Iran's changing population policy

Marcus Roberts
June 18, 2020
Reproduced with Permission
Demography

Iran went through a baby boom in the 1980s. This was in the aftermath of the revolution in 1979 and while the country was in the midst of a war that would leave at least a third of a million of its people dead. Families were encouraged to strengthen Iran by producing "soldiers for Islam" and they did so in large numbers. During the 1980s the total fertility rate (the number of children the average Iranian woman had) was between five and seven.

Then the country's rulers backtracked. Suddenly, having many children was seen as a strain on resources and as leading to high unemployment. The official slogans changed to "Two children is enough" and "Fewer kids, better life". Vasectomies were subsidised, condoms were handed out for free, other contraceptives were made cheaper, and there was an emphasis on sex education and family planning. These policies were successful: they drastically reduced fertility to below the replacement rate (2.1 children per woman) by 2011.

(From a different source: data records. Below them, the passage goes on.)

PR #1753, opened 2020-04-20
Remove cakephp/collection dependency

MasterOdin:
This rewrites all usage of `cakephp/collection` to use built-in PHP structures, removing it as a dependency.


dereuromark:
What is the motivation, the reason for this? Other than pulling in a small related dependency.
Since we have Cake orm/core here anyway, having this other package shouldn't be a big deal.
Some might be concerned with the readability of standalone iterations now.

MasterOdin:
Sorry, I had more typed up in a draft of the PR message that I guess I forgot to include.

My motivation was that I wanted to better understand what it was that the collections was doing with the `unfold()` method as I found some of it a bit opaque as I've never done anything with that level of nested iterators and wanted to relate it to how it would look in just regular PHP. After doing a handful, I found that it was more readable and shorter in a number of places doing it in straight PHP rather that `cakephp/collections` with the added benefit of not involving iterator construction overhead (a rather micro optimization I'm sure) that I decided to see what the codebase looked like sans collection. I will not feel hurt if you decide to close this PR, as I'm happy with the better understanding I have of what all the iterators were doing, and learning about the `__invoke` magic function, though I would probably prefer to factor that away as it's not exactly a common method in PHP code.

> Some might be concerned with the readability of standalone iterations now.
I would argue almost all of the straight PHP transformations are more readable in that it does not require anyone to become familiar with a third-party library doing iterator operations (like I was doing this). Take for example this one:

```
        $indexes = collection($actions)
            ->map(function ($alter) use ($table, $columns, $dropIndexActions) {
                if ($alter->getTable()->getName() !== $table->getName()) {
                    return $alter;
                }
                $newAlter = new AlterTable($table);
                collection($alter->getActions())
                    ->map(function ($action) use ($columns) {
                        if (!$action instanceof DropIndex) {
                            return [$action, null];
                        }
                        if ($action->getIndex()->getColumns() === $columns) {
                            return [null, $action];
                        }

                        return [$action, null];
                    })
                    ->each(function ($tuple) use ($newAlter, $dropIndexActions) {
                        list($action, $dropIndex) = $tuple;
                        if ($action) {
                            $newAlter->addAction($action);
                        }
                        if ($dropIndex) {
                            $dropIndexActions->append($dropIndex);
                        }
                    });

                return $newAlter;
            })
            ->toArray();
```
vs
```
        $indexes = array_map(function ($alter) use ($table, $columns, $dropIndexActions) {
            if ($alter->getTable()->getName() !== $table->getName()) {
                return $alter;
            }

            $newAlter = new AlterTable($table);
            foreach ($alter->getActions() as $action) {
                if ($action instanceof DropIndex && $action->getIndex()->getColumns() === $columns) {
                    $dropIndexActions->append($action);
                } else {
                    $newAlter->addAction($action);
                }
            }
            return $newAlter;
        }, $actions);
```

The rewritten version is half the length, and does not require tracking multiple iterators, especially the inner collection which I view as being much less readable than the simple foreach loop (this similar pattern is repeated elsewhere again).

Given that this PR _reduces_ the codebase by 45 lines of code using builtins, without doing anything super fancy or clever, I'm not sure I buy the argument it makes things less readable. It additionally does not bring in the overhead of iterators for little gain as almost all operations can be done inline with the array (sans two) so it's not like having the iterators is saving on users memory or anything.

However, having done this PR, I do see a number of ways the current usage of collections could be improved to be shorter / more efficient.

othercorey:
I think we can merge several of these changes for simplification and cleanup. We don't need to worry about the goal of removing a dependency. Forcing an operation to use Collection is no better than forcing code to not use Collection if it's difficult to read/maintain.

I'll review and mark which changes I think are unnecessary just to remove the dependency.

src/Phinx/Db/Plan/Solver/ActionSplitter.php
```diff
@@ -68,48 +68,45 @@ public function __construct($conflictClass, $conflictClassDual, callable $confli
      * @return \Phinx\Db\Plan\AlterTable[] A list of AlterTable that can be executed without
      * this type of conflict
      */
-    public function __invoke(AlterTable $alter)
+    public function split(AlterTable $alter)
```
othercorey, line 71: Let's leave this as `__invoke`

src/Phinx/Db/Plan/Plan.php
```diff
@@ -209,30 +206,42 @@ protected function resolveConflicts()
...
-            // creating it again with the new stuff. Unfortunately, we have already bundled
-            // everything together in as few AlterTable statements as we could, so we need to
-            // resolve this conflict manually
-            ->unfold(new ActionSplitter(DropForeignKey::class, AddForeignKey::class, function (DropForeignKey $a, AddForeignKey $b) {
+            }
+        );
+        $tableUpdates = [];
+        foreach ($this->tableUpdates as $tableUpdate) {
+            array_push($tableUpdates, ...$splitter->split($tableUpdate));
+        }
```
othercorey, line 222:
```suggestion
        foreach ($this->tableUpdates as $update) {
            array_push($tableUpdates, $splitter($update));
        }
```

src/Phinx/Db/Plan/Plan.php
```diff
@@ -209,30 +206,42 @@ protected function resolveConflicts()
...
+            function (DropForeignKey $a, AddForeignKey $b) {
                 return $a->getForeignKey()->getColumns() === $b->getForeignKey()->getColumns();
-            }))
-            ->toList();
+            }
+        );
+        $constraints = [];
+        foreach ($this->constraints as $constraint) {
+            $constraint = $this->remapContraintAndIndexConflicts($constraint);
+            array_push($constraints, ...$splitter->split($constraint));
```
othercorey, line 242:
```suggestion
            $constraints = array_merge($constraints, $splitter($constraint));
```

src/Phinx/Db/Plan/Plan.php
```diff
@@ -442,61 +405,62 @@ protected function gatherCreates($actions)
...
-            ->reject(function ($action) {
-                return isset($this->tableCreates[$action->getTable()->getName()]);
-            })
-            ->each(function ($action) {
-                $table = $action->getTable();
-                $name = $table->getName();
+                    || $action instanceof RenameColumn
+                )
+                || isset($this->tableCreates[$action->getTable()->getName()])
+            ) {
```
othercorey, line 417: Let's just break this up into two if statements so it's cleaner.

src/Phinx/Db/Plan/Plan.php
```diff
@@ -442,61 +405,62 @@ protected function gatherCreates($actions)
...
-                    || $action instanceof RenameTable
-                    || $action instanceof ChangePrimaryKey
-                    || $action instanceof ChangeComment;
-            })
-            ->each(function ($action) {
-                $table = $action->getTable();
-                $name = $table->getName();
+        foreach ($actions as $action) {
+            if (
+                !(
```
othercorey, line 447: This does not read well.

src/Phinx/Db/Plan/Plan.php
```diff
@@ -508,26 +472,26 @@ protected function gatherTableMoves($actions)
...
-                // Indexes for new tables are created inline
-                // so we don't wan't them here too
-                return isset($this->tableCreates[$action->getTable()->getName()]);
-            })
-            ->each(function ($action) {
-                $table = $action->getTable();
-                $name = $table->getName();
+        foreach ($actions as $action) {
+            if (
+                !(
```
othercorey, line 477: Same here.

src/Phinx/Db/Plan/Solver/ActionSplitter.php
```diff
@@ -68,48 +68,45 @@ public function __construct($conflictClass, $conflictClassDual, callable $confli
...
-                }
-                if ($new) {
-                    $newAlter->addAction($new);
-                }
-            });
+            return [$action, null];
+        }, $alter->getActions());
+
+        foreach ($actions as $pair) {
+            [$original, $new] = $pair;
```
othercorey, line 102: This section should be re-written into the above array_map like the others or this leave this as a collection which reads easier.

src/Phinx/Db/Table.php
```diff
@@ -702,15 +702,9 @@ protected function executeActions($exists)
...
-        $renamed = collection($this->actions->getActions())
-            ->filter(function ($action) {
-                return $action instanceof RenameTable;
-            })
-            ->first();
-
-        if ($renamed) {
-            $exists = true;
-        }
+        $exists = $exists || count(array_filter($this->actions->getActions(), function ($action) {
```
othercorey, line 705: Revert this.

src/Phinx/Db/Plan/Solver/ActionSplitter.php
MasterOdin: done

src/Phinx/Db/Plan/Plan.php
MasterOdin: done

src/Phinx/Db/Plan/Plan.php
MasterOdin: done

src/Phinx/Db/Plan/Solver/ActionSplitter.php
MasterOdin: Worked this into the above array_map, which was rewritten to just be a foreach loop now as well.

src/Phinx/Db/Plan/Plan.php
MasterOdin: I'm not clear what you would suggest here. I would agree initially with just modifying it so that the `!(` are on the opening line:
```php
            if (!(
                $action instanceof DropTable
                || $action instanceof RenameTable
                || $action instanceof ChangePrimaryKey
                || $action instanceof ChangeComment
            )) {
                continue;
            }
```

An alternative would be to move the negation down a level:

```php
            if (
                !($action instanceof DropTable)
                && !($action instanceof RenameTable)
                && !($action instanceof ChangePrimaryKey)
                && !($action instanceof ChangeComment)
            ) {
                continue;
            }
```

The only other idea I've got would be to utilize an outer array_filter on `$actions`, except I'd want to avoid that in-favor of the inline option to save on array cycles.

othercorey: I would prefer the 2nd implementation. it seems like more text, but it's easier to read.

MasterOdin: alright, done.

src/Phinx/Db/Plan/Plan.php
MasterOdin: done

src/Phinx/Db/Plan/Plan.php
MasterOdin: done

src/Phinx/Db/Table.php
MasterOdin: semi-reverted so that it retains the same set-up, just using `current(array_filter(...))` instead of collection.

src/Phinx/Db/Table.php
```diff
@@ -703,11 +703,9 @@ protected function executeActions($exists)
...
         // down. We will just assume the table already exists if the user commands a
         // table rename.
-        $renamed = collection($this->actions->getActions())
-            ->filter(function ($action) {
-                return $action instanceof RenameTable;
-            })
-            ->first();
+        $renamed = current(array_filter($this->actions->getActions(), function ($action) {
+            return $action instanceof RenameTable;
+        }));
```
othercorey, line 708: foreach ($this->actions->getActions() as $action) {
    if ($action instanceof RenameTable) {
        $exists = true;
        break;
    }
}

MasterOdin: Yup, that's a way more efficient way of doing this. Missing the forest for the trees. 🤦 

I've also wrapped this with a `if (!$exists)` check as well.

PR #1755, opened 2020-04-28
Add support for tinyint. Fix bool issue.

dereuromark:
Part of https://github.com/cakephp/migrations/pull/457

Needed for https://github.com/cakephp/migrations/issues/355

### DIFF
--- a/src/Phinx/Db/Adapter/MysqlAdapter.php
+++ b/src/Phinx/Db/Adapter/MysqlAdapter.php
@@ -946,7 +946,7 @@ class MysqlAdapter extends PdoAdapter
             case static::PHINX_TYPE_SMALL_INTEGER:
                 return ['name' => 'smallint', 'limit' => $limit ?: 6];
             case static::PHINX_TYPE_TINY_INTEGER:
-                return ['name' => 'tinyint', 'limit' => $limit ?: 3];
+                return ['name' => 'tinyint', 'limit' => $limit ?: 4];
             case static::PHINX_TYPE_INTEGER:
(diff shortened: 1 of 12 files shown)


dereuromark:
I pushed some CS fixes in a separate branch to easier verify and review these here
https://github.com/cakephp/phinx/compare/tinyint-cs

src/Phinx/Db/Adapter/MysqlAdapter.php
```diff
@@ -956,6 +957,8 @@ public function getSqlType($type, $limit = null)
                 return ['name' => 'bit', 'limit' => $limit ?: 64];
             case static::PHINX_TYPE_SMALL_INTEGER:
                 return ['name' => 'smallint', 'limit' => $limit ?: 6];
+            case static::PHINX_TYPE_TINY_INTEGER:
+                return ['name' => 'tinyint', 'limit' => $limit ?: 3];
```
ADmad, line 961: Isn't the default limit/length for tinyint in MySQL "4"?

dereuromark: Is it? I thought 0...255 would be 3, but since it will fill one byte anyway you might be right.

dereuromark: I did some research and the length here is the max display width, so given the negative char `-128` it seems to be 4 then.

dereuromark:
Whats wrong with stickler these days?

dereuromark:
Ah, now it is green. Maybe some PR change is necessary to update the push result.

Today the fertility rate in Iran is 1.7 and the the average Iranian woman has her first child at the age of 29 (in the US it is 26). The poor economic outlook has led many young people to delay getting married and having a family and birth rates have continued to fall. This means that the country is rapidly ageing. On current trends, by 2050 over a third of the country will be over the age of 60.

So now the propaganda has to change again. The supreme leader, Ayatollah Ali Khamenei, is exhorting Iranians to have more children, for at least a decade. In 2013 a number of reforms, including extending maternity leave and giving fathers two weeks off upon the birth of a child, were introduced. Access to family planning services were limited, the number of infertility clinics was increased and the official advice was that it was safe to have children every 18 to 24 months (rather than the earlier advice of three to five years).

The birth rate is again being raised as a national security issue and foreign enemies have been blamed for engineering the decline. Khamenei has argued that the falling birth rate is due to imported western thinking and has said that the country of 80 million should aspire to a population nearly twice that size.

To this end, according to the Guardian , Iran's state hospitals and clinics are no longer performing vasectomies or giving out contraceptives . Family planning procedures and products would still be available from pharmacies and private hospitals and also in public hospitals when the woman's life is at risk.

The policy changes will probably have some effect on the TFR, but I wonder if they will be the silver bullet to halt and even reverse the sliding Iranian fertility rate. I think that the economic and societal changes that have reduced the fertility rate in Iran and around much of the world are probably too ingrained for Iran to see a dramatic turnaround. Like so many other countries, Iran is facing drastic population ageing in the decades ahead.